Isn’t that already possible using llvmcall?

Yes. This requires VectorizationBase’s master branch:

julia> using VectorizationBase, BenchmarkTools

julia> VectorizationBase.saturated_add(0x03, 0x08)

julia> VectorizationBase.saturated_add(0x0f, 0xfc)

julia> @benchmark VectorizationBase.saturated_add($(Ref(0x0f))[], $(Ref(0xfc))[])
  memory estimate:  0 bytes
  allocs estimate:  0
  minimum time:     1.102 ns (0.00% GC)
  median time:      1.106 ns (0.00% GC)
  mean time:        1.112 ns (0.00% GC)
  maximum time:     10.967 ns (0.00% GC)
  samples:          10000
  evals/sample:     1000

Yes, we can use it via llvmcall, as @Elrod gave a practical example.

However, the reason for opening this topic at this time is that Julia v1.6 is the next LTS candidate and its feature-freeze is coming up. That’s the basis for my selfish regulation:

LLVM offers Saturated Arithmetic Intrinsics for [un]signed (+, -, <<) and does not support saturated *. :roll_eyes: I noticed there are LLVM Intrinsics for Fixed Point Arithmetic supporting [un]signed (*, /).

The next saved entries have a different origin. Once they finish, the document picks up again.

PR #1864, opened 2023-01-09
[ui] Use the location of the most recently imported images as the base folder for the "Import Images" dialog

cbentejac:
## Description

Since #1778, all the actions from the "File" menu that open dialogs use the folder of the .mg file that was opened last as the base folder. 

This is also the case for the "Import Images" dialog, which means that at each import, the dialog opens in the folder containing the most recently opened .mg file rather than the most recently imported images. 

This PR changes that behaviour by saving the location of the last imported images, and using it as the base folder specifically for the "Import Images" dialog. The new behaviour can be summed up as follows:
- The last 3 locations of the imported images are saved across Meshroom sessions and used as a base folder (if the most recent location is not valid anymore, it is dropped and the second most recent location is used, and so on until either the list is empty or a valid location in it has been found);
- If no location has been saved when Meshroom is started (or if they are all invalid) and a graph with images has already been loaded, then the base folder will be the location of the graph's images;
- If no location has been saved when Meshroom is started (or if they are all invalid), and if the "Import Images" is the first dialog to be opened (or the already loaded graph has no image), then the same base folder as the other file dialogs is used.

The base folder for all the other file dialogs ("Open", "Save As", "Import Project", "Save As Template") remains unchanged. 

## Features list

- [x] Save the locations of the most recently imported images across sessions
- [x] Use the saved locations of the most recently imported images as the "Import Images" dialog's base folder

### DIFF
--- a/meshroom/ui/qml/ImageGallery/ImageGallery.qml
+++ b/meshroom/ui/qml/ImageGallery/ImageGallery.qml
@@ -23,6 +23,7 @@ Panel {
     readonly property string currentItemSource: grid.currentItem ? grid.currentItem.source : ""
     readonly property var currentItemMetadata: grid.currentItem ? grid.currentItem.metadata : undefined
     readonly property int centerViewId: (_reconstruction && _reconstruction.sfmTransform) ? parseInt(_reconstruction.sfmTransform.attribute("transformation").value) : 0
+    readonly property alias galleryGrid: grid
 
     property int defaultCellSize: 160
     property bool readOnly: false
--- a/meshroom/ui/qml/main.qml
+++ b/meshroom/ui/qml/main.qml
@@ -46,7 +46,18 @@ ApplicationWindow {
     SystemPalette { id: activePalette }
     SystemPalette { id: disabledPalette; colorGroup: SystemPalette.Disabled }
 
-    property url imagesFolder: ""
+    property url imagesFolder: {
+        var recentImportedImagesFolders = MeshroomApp.recentImportedImagesFolders
+        if (recentImportedImagesFolders.length > 0) {
+            for (var i = 0; i < recentImportedImagesFolders.length; i++) {
+                if (Filepath.exists(recentImportedImagesFolders[i]))
+                    return Filepath.stringToUrl(recentImportedImagesFolders[i])
+                else
+                    MeshroomApp.removeRecentImportedImagesFolder(Filepath.stringToUrl(recentImportedImagesFolders[i]))
+            }
+        }
+        return ""
+    }
 
     Settings {
         id: settings_General
@@ -331,6 +342,7 @@ ApplicationWindow {
         onAccepted: {
             _reconstruction.importImagesUrls(importImagesDialog.fileUrls)
             imagesFolder = Filepath.dirname(importImagesDialog.fileUrls[0])
+            MeshroomApp.addRecentImportedImagesFolder(imagesFolder)
         }
     }
 
@@ -480,6 +492,7 @@ ApplicationWindow {
 
     function initFileDialogFolder(dialog, importImages = false) {
         let folder = "";
+
         if (_reconstruction.graph && _reconstruction.graph.filepath) {
             folder = Filepath.stringToUrl(Filepath.dirname(_reconstruction.graph.filepath));
             if (imagesFolder.toString() === "" && workspaceView.imageGallery.galleryGrid.itemAtIndex(0) !== null) {
--- a/meshroom/ui/qml/main.qml
+++ b/meshroom/ui/qml/main.qml
@@ -482,6 +482,9 @@ ApplicationWindow {
         let folder = "";
         if (_reconstruction.graph && _reconstruction.graph.filepath) {
             folder = Filepath.stringToUrl(Filepath.dirname(_reconstruction.graph.filepath));
+            if (imagesFolder.toString() === "" && workspaceView.imageGallery.galleryGrid.itemAtIndex(0) !== null) {
+                imagesFolder = Filepath.dirname(workspaceView.imageGallery.galleryGrid.itemAtIndex(0).source);
+            }
         } else {
             var projects = MeshroomApp.recentProjectFiles;
             if (projects.length > 0 && Filepath.exists(projects[0])) {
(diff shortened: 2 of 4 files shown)


Garoli (approved):
This works well ! 
Maybe we could add something similar when a project is loaded ? For the moment the path is still the one of the .mg file. It could be the path of the first or last image loaded ?

meshroom/ui/qml/main.qml
```diff
@@ -46,6 +46,8 @@ ApplicationWindow {
     SystemPalette { id: activePalette }
     SystemPalette { id: disabledPalette; colorGroup: SystemPalette.Disabled }
 
+    property string imagesFolder: ""
```
mugulmd, line 49: Should use a `url` property instead of `string` since it represents a location on the file system

meshroom/ui/qml/main.qml
```diff
@@ -475,15 +478,22 @@ ApplicationWindow {
...
         } else {
             var projects = MeshroomApp.recentProjectFiles;
             if (projects.length > 0 && Filepath.exists(projects[0])) {
-                dialog.folder = Filepath.stringToUrl(Filepath.dirname(projects[0]));
+                folder = Filepath.stringToUrl(Filepath.dirname(projects[0]));
             }
         }
+
+        if (importImages) {
+            folder = imagesFolder === "" ? folder : imagesFolder
```
mugulmd, line 493: Should check with `Filepath.exists` or something similar instead to ensure the dialog folder is properly initialized

meshroom/ui/qml/main.qml
cbentejac: Done.

mugulmd:
Could also be interesting to make this feature work in-between sessions

meshroom/ui/qml/main.qml
cbentejac: Done.

cbentejac:
> Could also be interesting to make this feature work in-between sessions

Done, the folders are now saved across sessions! 

> This works well ! Maybe we could add something similar when a project is loaded ? For the moment the path is still the one of the .mg file. It could be the path of the first or last image loaded ?

Also done. If no folder has been saved yet (or if the settings have all been reset), and the user opens a .mg file that contains images before trying to import images, the base folder for the "Import Images" dialog will be the location of the project's images.

meshroom/ui/qml/main.qml
```diff
@@ -475,15 +490,26 @@ ApplicationWindow {
...
-    function initFileDialogFolder(dialog) {
-        if(_reconstruction.graph && _reconstruction.graph.filepath) {
-            dialog.folder = Filepath.stringToUrl(Filepath.dirname(_reconstruction.graph.filepath));
+    function initFileDialogFolder(dialog, importImages = false) {
+        let folder = "";
+
+        if (_reconstruction.graph && _reconstruction.graph.filepath) {
+            folder = Filepath.stringToUrl(Filepath.dirname(_reconstruction.graph.filepath));
+            if (imagesFolder.toString() === "" && workspaceView.imageGallery.grid.itemAtIndex(0) !== null) {
+                imagesFolder = Filepath.stringToUrl(Filepath.dirname(workspaceView.imageGallery.grid.itemAtIndex(0).source));
```
fabiencastan, line 499: Why do we check the path of the first input image only if we have saved the current scene?

meshroom/ui/qml/main.qml
```diff
@@ -475,15 +490,26 @@ ApplicationWindow {
...
 
-    function initFileDialogFolder(dialog) {
-        if(_reconstruction.graph && _reconstruction.graph.filepath) {
-            dialog.folder = Filepath.stringToUrl(Filepath.dirname(_reconstruction.graph.filepath));
+    function initFileDialogFolder(dialog, importImages = false) {
+        let folder = "";
+
+        if (_reconstruction.graph && _reconstruction.graph.filepath) {
+            folder = Filepath.stringToUrl(Filepath.dirname(_reconstruction.graph.filepath));
+            if (imagesFolder.toString() === "" && workspaceView.imageGallery.grid.itemAtIndex(0) !== null) {
```
fabiencastan, line 498: We check `imagesFolder.toString() === ""` but it has not been initialized before.

meshroom/ui/qml/ImageGallery/ImageGallery.qml
```diff
@@ -23,6 +23,7 @@ Panel {
     readonly property string currentItemSource: grid.currentItem ? grid.currentItem.source : ""
     readonly property var currentItemMetadata: grid.currentItem ? grid.currentItem.metadata : undefined
     readonly property int centerViewId: (_reconstruction && _reconstruction.sfmTransform) ? parseInt(_reconstruction.sfmTransform.attribute("transformation").value) : 0
+    readonly property GridView grid: grid
```
fabiencastan, line 26: grid = grid?

fabiencastan: maybe better to use a different name for each var.
If it's to expose it externally, maybe use "property alias".

meshroom/ui/qml/main.qml
fabiencastan, line 498: check that the grid is not empty before accessing the first element!

fabiencastan (changes requested):
Need some modifications

meshroom/ui/qml/ImageGallery/ImageGallery.qml
cbentejac: Done.

meshroom/ui/qml/main.qml
cbentejac: In case `imagesFolder` was empty because the user had not imported any image yet and a project with images had been opened, the idea was to use the location of these images to set `imagesFolder` rather than waiting for the user to do a first "Import Images".

Waiting to have a _reconstruction.graph.filepath was initially done because we didn't want to use the location of dropped images as the base folder: it could only be "actively" set by using the "Import Images" action , or "passively" by opening a project file with images (and so dropping images in the gallery would never enter the `if (_reconstruction.graph.filepath)` condition). 

This makes less sense now that the locations are saved across sessions. Since the number of cases for which `imagesFolder` is not set is virtually 0 now (it will happen once the first time a user starts Meshroom, and never again unless the settings are reset, all 3 saved locations have become invalid or the user never uses the "Import Images" action), it might be better to move it outside of the `if`. That way we prevent as much as possible opening the dialog on Meshroom's install location for the rare cases in which `imagesFolder` is not set. 

The location will still be only saved across sessions if the "Import Images" dialog is used.

fabiencastan (approved):

PR #1865, opened 2023-01-10
[ui] GraphEditor: use maxZoom to fit on nodes

Garoli:
## Description
Put the scale to 1 when fitting the graph to prevent huge node/text when there are only a few nodes. 

## Features list
- [X] Scale to 1 when few nodes on graph display

### DIFF
--- a/meshroom/ui/qml/GraphEditor/GraphEditor.qml
+++ b/meshroom/ui/qml/GraphEditor/GraphEditor.qml
@@ -14,6 +14,7 @@ Item {
     property variant uigraph: null  /// Meshroom ui graph (UIGraph)
     readonly property variant graph: uigraph ? uigraph.graph : null  /// core graph contained in ui graph
     property variant nodeTypesModel: null  /// the list of node types that can be instantiated
+    property real maxZoom: 2.0
 
     property var edgeAboutToBeRemoved: undefined
 
@@ -152,7 +153,6 @@ Item {
         anchors.fill: parent
         property double factor: 1.15
         property real minZoom: 0.1
-        property real maxZoom: 2.0
         // Activate multisampling for edges antialiasing
         layer.enabled: true
         layer.samples: 8
@@ -800,7 +800,7 @@ Item {
         // compute bounding box
         var bbox = boundingBox()
         // rescale to fit the bounding box in the view, max zoom is limited to 120% to prevent huge text
-        draggable.scale = Math.min(Math.min(root.width/bbox.width, root.height/bbox.height),1.2)
+        draggable.scale = Math.min(Math.min(root.width/bbox.width, root.height/bbox.height),maxZoom)
         // recenter
         draggable.x = bbox.x*draggable.scale*-1 + (root.width-bbox.width*draggable.scale)*0.5
         draggable.y = bbox.y*draggable.scale*-1 + (root.height-bbox.height*draggable.scale)*0.5
--- a/meshroom/ui/qml/GraphEditor/GraphEditor.qml
+++ b/meshroom/ui/qml/GraphEditor/GraphEditor.qml
@@ -799,7 +799,7 @@ Item {
     function fit() {
         // compute bounding box
         var bbox = boundingBox()
-        // rescale to fit the bounding box in the view, max zoom is limited to 120% to prevent huge text
+        // rescale to fit the bounding box in the view, zoom is limited to prevent huge text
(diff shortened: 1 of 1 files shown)


meshroom/ui/qml/GraphEditor/GraphEditor.qml
```diff
@@ -799,8 +799,8 @@ Item {
     function fit() {
         // compute bounding box
         var bbox = boundingBox()
-        // rescale
-        draggable.scale = Math.min(root.width/bbox.width, root.height/bbox.height)
+        // rescale, if low number of node, zomm 100% to prevent huge text
+        draggable.scale = nodeRepeater.count < 4 ? 1 :  Math.min(root.width/bbox.width, root.height/bbox.height)
```
mugulmd, line 803: Not sure a threshold on the number of nodes is the right approach here as it doesn't take the graph layout into account and can lead to unexpected situations when we are right below/above the threshold.

Maybe try imposing a limit on the min/max scale instead ?

fabiencastan: zoom

Garoli: > Not sure a threshold on the number of nodes is the right approach here as it doesn't take the graph layout into account and can lead to unexpected situations when we are right below/above the threshold.
> 
> Maybe try imposing a limit on the min/max scale instead ?

Done, the max is now 120% !

> zoom

Done :face_with_spiral_eyes:

Garoli:
> Not sure a threshold on the number of nodes is the right approach here as it doesn't take the graph layout into account and can lead to unexpected situations when we are right below/above the threshold.
> 
> Maybe try imposing a limit on the min/max scale instead ?

Done, the max is now 120% !

> zoom

Done :face_with_spiral_eyes:

meshroom/ui/qml/GraphEditor/GraphEditor.qml
```diff
@@ -799,8 +799,8 @@ Item {
     function fit() {
         // compute bounding box
         var bbox = boundingBox()
-        // rescale
-        draggable.scale = Math.min(root.width/bbox.width, root.height/bbox.height)
+        // rescale, if low number of node, zoom 100% to prevent huge text
```
fabiencastan, line 802:
```suggestion
        // rescale to fit the bounding box in the view, max zoom is limited to 120% to prevent huge text
```

fabiencastan (approved):

fabiencastan (changes requested):
In fact there is already a maxZoom defined that needs to be moved in a global var of the GraphEditor and used in both places.

Garoli:
> In fact there is already a maxZoom defined that needs to be moved in a global var of the GraphEditor and used in both places.

Done

meshroom/ui/qml/GraphEditor/GraphEditor.qml
```diff
@@ -14,6 +14,7 @@ Item {
     property variant uigraph: null  /// Meshroom ui graph (UIGraph)
     readonly property variant graph: uigraph ? uigraph.graph : null  /// core graph contained in ui graph
     property variant nodeTypesModel: null  /// the list of node types that can be instantiated
+    property real maxZoom: 2.0
```
fabiencastan, line 17: keep min/maxZoom together

Garoli: Done

meshroom/ui/qml/GraphEditor/GraphEditor.qml
```diff
@@ -799,8 +799,8 @@ Item {
     function fit() {
         // compute bounding box
         var bbox = boundingBox()
-        // rescale
-        draggable.scale = Math.min(root.width/bbox.width, root.height/bbox.height)
+        // rescale to fit the bounding box in the view, max zoom is limited to 120% to prevent huge text
```
cbentejac, line 802: The comment needs to be updated since `maxZoom = 2.0`.

cbentejac (changes requested):
Tested and works fine, a minor comment modification is just needed.

meshroom/ui/qml/GraphEditor/GraphEditor.qml
fabiencastan, line 802:
```suggestion
        // rescale to fit the bounding box in the view, zoom is limited to prevent huge text
```

fabiencastan (approved):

  • Is there a way to use that to obtain Saturated * ?
  • Is there a way to use the Saturated Intrinsics to obtain Fixed Point +, - ?
1 Like

Very nice! :+1:

I consider LoopVectorization.jl to be a “semi-standard” library, so I don’t see any problem with that feature being added to VectorizationBase.jl. Saturating arithmetic, however, is a concept orthogonal to vectorization.

I have (or I had) plans to add saturating_* to the CheckedArithmeticCore until Core, Base or stdlib supports saturating arithmetic (and for it to be available in past versions once it is supported).

This is an aside, but FixedPointNumbers#master implements the saturating_* functions instead of the saturated_*. The names are taken from Rust. Between checked_* and checking_*, I think the former is obviously more appropriate. (Rust uses the overflowing_* for checked arithmetic, and Rust’s experimental API supports *_with_overflow, though.) However I’m not sure which is better, saturating_* or saturated_*. (I prefer saturating_* in terms of not being able to determine whether it will or will not be saturated until the evaluation.)

I don’t think the name itself is very important (as we can use aliases :smile:), but I think we need to be cautious about the name collision because saturation arithmetic is a very “intrinsic” concept.

This isn’t a direct answer to your questions, but it is a comment from a practical perspective.

First, the SIMD instruction set of x86 CPUs (and probably many ARM CPUs as well) does not support (so-called, or simple) saturating multiplication. Unless the bit width is wide, it’s fast to speculative multiplication (widemul) and then clamp the result.

Secondly, as I wrote in the OP, the addition and subtraction of fixed point numbers (with the same scaling) is identical to the addition and subtraction of integers. Fixed-point types are supported on (many) ARM CPUs, but are not natively supported on x86 CPUs.

thank you, that information is helpful.